After Sade was released from detention on 2 April 1790, his wife sought a legal separation and the marriage was dissolved in September 1790. However, he met a 33-year-old actress, Marie-Constance Quesnet, in August and they began a relationship which continued until his death. By that time, he was increasingly involved in politics and eventually was arrested in December 1793, charged with anti-republicanism and feigned patriotism, associating with counter revolutionaries. But although he was listed for execution on 27 July 1794, he escaped the guillotine miraculously the day before the Revolutionary leader Robespierre was overthrown and his supporters fell from power, ending the Reign of Terror and paving the way for Sade's release from prison in October 1794.
On March 6, 1801, Sade was arrested again at his publisher’s office on the ground of public immorality, while stocks of The New Justine and Juliette were seized. He was ordered by the police minister to be detained in the Sainte-Pélagie without trial, as he believed the pornography laws did not provide for sufficient punishment. However, as he tried to seduce the young prisoners at Sainte-Pélagie, he was declared insane with libertine dementia and transferred to the Bicêtre Asylum. Subsequently, he was transferred to Charenton Asylum, where Marie-Constance, pretending to be his illegitimate daughter, was allowed to live with him. Sade completed two volumes of his ambitious ten-volume libertine novel, Les Journées de Florbelle ou la nature dévoilée (The Days of Florbelle or Nature Unveiled), in April 1807, which was eventually seized after a police raid at Sade's and Quesnet's rooms. By 1813, Sade was involved in a sexual relationship with Madeleine Leclerc, the teenage daughter of an employee at Charenton, much to the dismay of Quesnet and in September 1814, the new director of Charenton requested the authority to transfer Sade to some other institution. However, by that time Marquis de Sade became very sick and died on 2 December 1814 after an attack of gangrenous fever.

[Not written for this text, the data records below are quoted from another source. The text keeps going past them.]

PR #43, opened 2025-11-20
[RSPEED-2177] Raise ToolError when running in a container

subpop:
Add a function decorator that raises a ToolError if it is detected to be running in a container.

Fixes: RSPEED-2177

### DIFF
--- a/tests/utils/test_decorators.py
+++ b/tests/utils/test_decorators.py
@@ -1,7 +1,5 @@
 """Tests for decorator utilities."""
 
-import os
-
 import pytest
 
 from mcp.server.fastmcp.exceptions import ToolError
@@ -51,19 +49,17 @@ class TestDisallowLocalExecutionInContainers:
         result = await basic_test_func(host="remote.example.com", username="user")
         assert result == "success"
 
-    async def test_allows_execution_when_not_in_container(self, basic_test_func, mocker):
+    async def test_allows_execution_when_not_in_container(self, basic_test_func, monkeypatch):
         """Test that local execution is allowed when not running in a container."""
         # Ensure we're not in container environment
-        mocker.patch.dict(os.environ, {}, clear=False)
-        if "container" in os.environ:
-            del os.environ["container"]
+        monkeypatch.delenv("container", raising=False)
         result = await basic_test_func(host=None, username="user")
         assert result == "success"
 
-    async def test_raises_error_when_local_in_container(self, basic_test_func, mocker):
+    async def test_raises_error_when_local_in_container(self, basic_test_func, monkeypatch):
         """Test that ToolError is raised when attempting local execution in a container."""
         # Simulate running in a container
-        mocker.patch.dict(os.environ, {"container": "docker"})
+        monkeypatch.setenv("container", "docker")
         with pytest.raises(ToolError) as exc_info:
             await basic_test_func(host=None, username="user")
 
@@ -95,39 +91,28 @@ class TestDisallowLocalExecutionInContainers:
         assert "cmd=ls" in result
         assert "host=remote.example.com" in result
 
-    async def test_preserves_function_metadata(self):
-        """Test that decorator preserves function name and docstring."""
-
-        @disallow_local_execution_in_containers
-        async def my_special_function(host=None):
-            """This is a test function."""
-            return "test"
-
-        assert my_special_function.__name__ == "my_special_function"
-        assert my_special_function.__doc__ == "This is a test function."
-
-    async def test_raises_with_none_host_in_container(self, basic_test_func, mocker):
+    async def test_raises_with_none_host_in_container(self, basic_test_func, monkeypatch):
         """Test that explicitly passing host=None raises error in container."""
         # Simulate running in a container with explicit host=None
-        mocker.patch.dict(os.environ, {"container": "podman"})
+        monkeypatch.setenv("container", "podman")
         with pytest.raises(ToolError) as exc_info:
             await basic_test_func(host=None)
-            assert "Local execution is not allowed" in str(exc_info.value)
+        assert "Local execution is not allowed" in str(exc_info.value)
 
     @pytest.mark.parametrize(
         "container_value",
         ["openvz", "lxc", "lxc-libvirt", "systemd-nspawn", "docker", "podman", "rkt", "wsl", "proot", "pouch"],
     )
-    async def test_works_with_supported_container_values(self, host_only_test_func, mocker, container_value):
+    async def test_works_with_supported_container_values(self, host_only_test_func, monkeypatch, container_value):
         """Test that any truthy value for 'container' env var triggers the check."""
-        mocker.patch.dict(os.environ, {"container": container_value})
+        monkeypatch.setenv("container", container_value)
         with pytest.raises(ToolError):
             await host_only_test_func(host=None)
 
-    async def test_works_with_empty_container_value(self, host_only_test_func, mocker):
+    async def test_works_with_empty_container_value(self, host_only_test_func, monkeypatch):
         """Test that empty string for 'container' env var works."""
         # Presence of 'container' env var with empty value raises error
-        mocker.patch.dict(os.environ, {"container": ""})
+        monkeypatch.setenv("container", "")
         result = await host_only_test_func(host=None)
         assert result == "success"
 
@@ -165,7 +150,7 @@ class TestDisallowLocalExecutionInContainers:
 
         assert "Original error" in str(exc_info.value)
 
-    async def test_with_default_host_value_in_container(self, mocker):
+    async def test_with_default_host_value_in_container(self, monkeypatch):
         """Test behavior when function has host with default value in container."""
 
         @disallow_local_execution_in_containers
@@ -173,7 +158,7 @@ class TestDisallowLocalExecutionInContainers:
             return f"cmd={command}, host={host}, timeout={timeout}"
 
         # Should raise in container with default host=None
-        mocker.patch.dict(os.environ, {"container": "docker"})
+        monkeypatch.setenv("container", "docker")
         with pytest.raises(ToolError):
             await test_func("ls")
 


subpop:
Tests added, and they even caught a slight logic problem in the decorator itself. 💪

tests/utils/test_decorators.py
```diff
@@ -0,0 +1,204 @@
...
+
+from mcp.server.fastmcp.exceptions import ToolError
+
+from linux_mcp_server.utils.decorators import disallow_local_execution_in_containers
+
+
+class TestDisallowLocalExecutionInContainers:
+    """Test disallow_local_execution_in_containers decorator."""
+
+    @pytest.mark.asyncio
```
samdoran: These decorators aren't needed because it is handled by the pytest config.

tests/utils/test_decorators.py
```diff
@@ -0,0 +1,204 @@
+"""Tests for decorator utilities."""
+
+import os
+
+from unittest.mock import patch
```
samdoran: Use the `mocker` fixture instead.

tests/utils/test_decorators.py
```diff
@@ -0,0 +1,204 @@
...
+class TestDisallowLocalExecutionInContainers:
+    """Test disallow_local_execution_in_containers decorator."""
+
+    @pytest.mark.asyncio
+    async def test_allows_execution_when_host_provided(self):
+        """Test that execution is allowed when host parameter is provided."""
+
+        @disallow_local_execution_in_containers
+        async def test_func(host=None, username=None):
+            return "success"
```
samdoran: Instead of defining this in every test, make it a fixture.

tests/utils/test_decorators.py
```diff
@@ -0,0 +1,204 @@
...
+from unittest.mock import patch
+
+import pytest
+
+from mcp.server.fastmcp.exceptions import ToolError
+
+from linux_mcp_server.utils.decorators import disallow_local_execution_in_containers
+
+
+class TestDisallowLocalExecutionInContainers:
```
samdoran, line 43: Do these tests need to be in a class? It's only for organizational purposes.

tests/utils/test_decorators.py
```diff
@@ -0,0 +1,204 @@
...
+            return "success"
+
+        # Simulate running in a container
+        with patch.dict(os.environ, {"container": "docker"}):
+            with pytest.raises(ToolError) as exc_info:
+                await test_func(host=None, username="user")
+
+            assert "Local execution is not allowed" in str(exc_info.value)
+            assert "container" in str(exc_info.value)
+            assert "SSH" in str(exc_info.value)
```
samdoran: Here's an example of how these tests could be simplified by using fixtures.
```suggestion
    async def test_raises_error_when_local_in_container(self, test_func, set_container_env):
        """Test that ToolError is raised when attempting local execution in a container."""
        with pytest.raises(ToolError) as exc_info:
            await test_func(host=None, username="user")

        assert "Local execution is not allowed" in str(exc_info.value)
        assert "container" in str(exc_info.value)
        assert "SSH" in str(exc_info.value)
```

samdoran (changes requested):
I left a few examples of ways the tests can be simplified. I think it may even be possible for the tests to be combined into one or two tests with different parameters.

tests/utils/test_decorators.py
```diff
@@ -0,0 +1,204 @@
...
+    @pytest.mark.asyncio
+    async def test_works_with_different_container_values(self):
+        """Test that any truthy value for 'container' env var triggers the check."""
+
+        @disallow_local_execution_in_containers
+        async def test_func(host=None):
+            return "success"
+
+        # Test with different container environment values
+        for container_value in ["docker", "podman", "true", "1", "yes"]:
```
samdoran: Something like this should be parameters to the test itself, not a loop inside the test. Using test parameters makes it far easier to identify which value caused the failure.

src/linux_mcp_server/utils/decorators.py
```diff
@@ -0,0 +1,50 @@
...
+        # Get the function signature to find the 'host' parameter
+        sig = inspect.signature(func)
+        bound_args = sig.bind_partial(*args, **kwargs)
+        bound_args.apply_defaults()
+
+        # Check if 'host' parameter exists and is None
+        host_value = bound_args.arguments.get("host")
+
+        # Check if running in a container and host is None (local execution)
+        if host_value is None and os.getenv("container") is not None:
```
kokesak: I'm not sure who sets this envar, but when the `container` is empty string:
```
container=""
```
then it would be interpreted as True in this condition, which I'm not sure is desired

subpop: My assumption is that the mere existence of the variable in the environment is sufficient to identify the process as being bound to a container. Is that not a safe assumption? I'll read more on this variable too; maybe my assumption is indeed too naïve.

tests/utils/test_decorators.py
subpop: I thought about this. We only have one decorator to test in `decorators.py` right now, but the future might look different, so I accepted the class to organize the tests into a suite focused on this particular decorator. As you mentioned, it's purely for organizational purposes, so I was okay just leaving it in.

src/linux_mcp_server/utils/decorators.py
subpop: [Here](https://github.com/systemd/systemd/blob/f295cfa1a758147226308f802c19a12fd1a95715/src/basic/virt.c#L704-L710) is a useful comment about the expected state of the `container` environment variable. I suppose the best thing to do is mimic that logic.

```
                /* If we are PID 1 we can just check our own environment variable, and that's authoritative.
                 * We distinguish three cases:
                 * - the variable is not defined → we jump to other checks
                 * - the variable is defined to an empty value → we are not in a container
                 * - anything else → some container, either one of the known ones or "container-other"
                 */
```

samdoran: That's probably a safe assumption but it might be better to check that it is both set and is a non-empty value. You can either do a truthiness check: 

```python
if host_value is None and os.getenv("container"):
```

Or check that there is a truthy value returned and that it evaluates to True.
```python
container = os.getenv("container") or None  # If unset or "", will be None
if host_value is None and container:
```

samdoran: @kokesak The env var is set [in the container file](https://github.com/rhel-lightspeed/linux-mcp-server/blob/2181a59c5e00f7fcd6a865b07a097b75bc11df83/Containerfile#L47).

tests/utils/test_decorators.py
```diff
@@ -0,0 +1,182 @@
...
+        # Should not raise when host is provided
+        result = await basic_test_func(host="remote.example.com", username="user")
+        assert result == "success"
+
+    async def test_allows_execution_when_not_in_container(self, basic_test_func, mocker):
+        """Test that local execution is allowed when not running in a container."""
+        # Ensure we're not in container environment
+        mocker.patch.dict(os.environ, {}, clear=False)
+        if "container" in os.environ:
+            del os.environ["container"]
```
samdoran: The [monkeypatch fixture](https://docs.pytest.org/en/stable/reference/reference.html#pytest.MonkeyPatch.delenv) can handle this a bit more succinctly.
```suggestion
        monkeypatch.delenv("container", raising=False)
```

tests/utils/test_decorators.py
```diff
@@ -0,0 +1,182 @@
...
+        result = await basic_test_func(host=None, username="user")
+        assert result == "success"
+
+    async def test_raises_error_when_local_in_container(self, basic_test_func, mocker):
+        """Test that ToolError is raised when attempting local execution in a container."""
+        # Simulate running in a container
+        mocker.patch.dict(os.environ, {"container": "docker"})
```
samdoran: Monkeypatch could also be used here. There's no real functional difference, though.

```suggestion
        monkeypatch.setenv("container", "docker")
```

tests/utils/test_decorators.py
```diff
@@ -0,0 +1,182 @@
...
+    async def test_preserves_function_metadata(self):
+        """Test that decorator preserves function name and docstring."""
+
+        @disallow_local_execution_in_containers
+        async def my_special_function(host=None):
+            """This is a test function."""
+            return "test"
+
+        assert my_special_function.__name__ == "my_special_function"
+        assert my_special_function.__doc__ == "This is a test function."
```
samdoran: This seems like more of a test for `functors.wraps` than our code. This test can probably be removed unless it is actually adding meaningful coverage to our code.

tests/utils/test_decorators.py
```diff
@@ -0,0 +1,182 @@
...
+    async def test_works_with_supported_container_values(self, host_only_test_func, mocker, container_value):
+        """Test that any truthy value for 'container' env var triggers the check."""
+        mocker.patch.dict(os.environ, {"container": container_value})
+        with pytest.raises(ToolError):
+            await host_only_test_func(host=None)
+
+    async def test_works_with_empty_container_value(self, host_only_test_func, mocker):
+        """Test that empty string for 'container' env var works."""
+        # Presence of 'container' env var with empty value raises error
+        mocker.patch.dict(os.environ, {"container": ""})
```
samdoran: We may want to error in this case. I'm learning more towards "the environment variable should be set and it should be non-empty".

src/linux_mcp_server/utils/decorators.py
kokesak: > [Here](https://github.com/systemd/systemd/blob/f295cfa1a758147226308f802c19a12fd1a95715/src/basic/virt.c#L704-L710) is a useful comment about the expected state of the `container` environment variable. I suppose the best thing to do is mimic that logic.

I agree with this, we can do the same

tests/utils/test_decorators.py
subpop: It doesn't seem to reduce the coverage percentage at all, so I'll drop it.

tests/utils/test_decorators.py
subpop: According to the comment in systemd's source code, the presence of the environment variable with an empty value should be interpreted as not running in a container. I interpreted that as meaning it shouldn't error, but rather should pass and allow execution.

```
/* If we are PID 1 we can just check our own environment variable, and that's authoritative.
 * We distinguish three cases:
 * - the variable is not defined → we jump to other checks
 * - the variable is defined to an empty value → we are not in a container
 * - anything else → some container, either one of the known ones or "container-other"
 */
```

Marquis de Sade enjoyed years of his life with sexual pleasure and ended up spending twenty-seven years of his life incarcerated in prisons and mental asylums, where he produced a series of literary work, mixed with violent sexuality and philosophical themes, which included state, church, gender, sexuality, incest, crime, and nature. Due to this unique blending of opposite themes, he is regarded by many as both a pornographer and a philosopher.